[Information — start]
PR #695, opened 2025-10-08
[FG-11597] Support mcap metadata in SDK (Rust Core + Python Bindings)

Jenn738:
### Changelog
None

### Docs
None

### Description

Problem: There's currently no support to log metadata (key, value pairs) into MCAP.

Solution:
- Added write_metadata method to mcap_sink.rs and the McapWriterHandle in mcap_writer.rs
- Supported BTreeMap<String, String> for metadata key, value pairs as described by the MCAP documentation
- Added unit tests that verify that we maintain backwards compatibility - i.e. still logging without metadata if metadata does not exist
- Added integration tests in example_mcap
- Added Python support and tests

Testing:
- Rust Unit tests:
  - write basic metadata
  - empty metadata
  - multiple metadata
  - write metadata after close

- Rust Integration tests: `run --bin example_mcap`
  - basic metadata test
  - multiple metdata records
  - write empty metadata

- Python tests: `python -m pytest python/foxglove/tests/test_mcap.py -k "write_metadata" -v`
  - basic metadata test
  - multiple metdata records
  - write empty metadata

Issue: https://linear.app/foxglove/issue/FG-11597/support-mcap-metadata-in-sdk


rust/examples/mcap/src/main.rs
```diff
@@ -73,6 +73,123 @@ fn log_until(fps: u8, stop: Arc<AtomicBool>) {
     }
 }
 
+fn verify_metadata(path: &PathBuf) {
```
ericmlujan: This should probably live in a unit test rather than in the example, but totally understand why you put it here while iterating!

rust/examples/mcap/src/main.rs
[Information — finish]
▸ Exercise description:
Each record above, in full: retype it verbatim.

▸ Result:
PR #695, opened 2025-10-08
[FG-11597] Support mcap metadata in SDK (Rust Core + Python Bindings)

Jenn738:
### Changelog
None

### Docs
None

### Description

Problem: There's currently no support to log metadata (key, value pairs) into MCAP.

Solution:
- Added write_metadata method to mcap_sink.rs and the McapWriterHandle in mcap_writer.rs
- Supported BTreeMap<String, String> for metadata key, value pairs as described by the MCAP documentation
- Added unit tests that verify that we maintain backwards compatibility - i.e. still logging without metadata if metadata does not exist
- Added integration tests in example_mcap
- Added Python support and tests

Testing:
- Rust Unit tests:
  - write basic metadata
  - empty metadata
  - multiple metadata
  - write metadata after close

- Rust Integration tests: `run --bin example_mcap`
  - basic metadata test
  - multiple metdata records
  - write empty metadata

- Python tests: `python -m pytest python/foxglove/tests/test_mcap.py -k "write_metadata" -v`
  - basic metadata test
  - multiple metdata records
  - write empty metadata

Issue: https://linear.app/foxglove/issue/FG-11597/support-mcap-metadata-in-sdk


rust/examples/mcap/src/main.rs
```diff
@@ -73,6 +73,123 @@ fn log_until(fps: u8, stop: Arc<AtomicBool>) {
     }
 }
 
+fn verify_metadata(path: &PathBuf) {
```
ericmlujan: This should probably live in a unit test rather than in the example, but totally understand why you put it here while iterating!

rust/examples/mcap/src/main.rs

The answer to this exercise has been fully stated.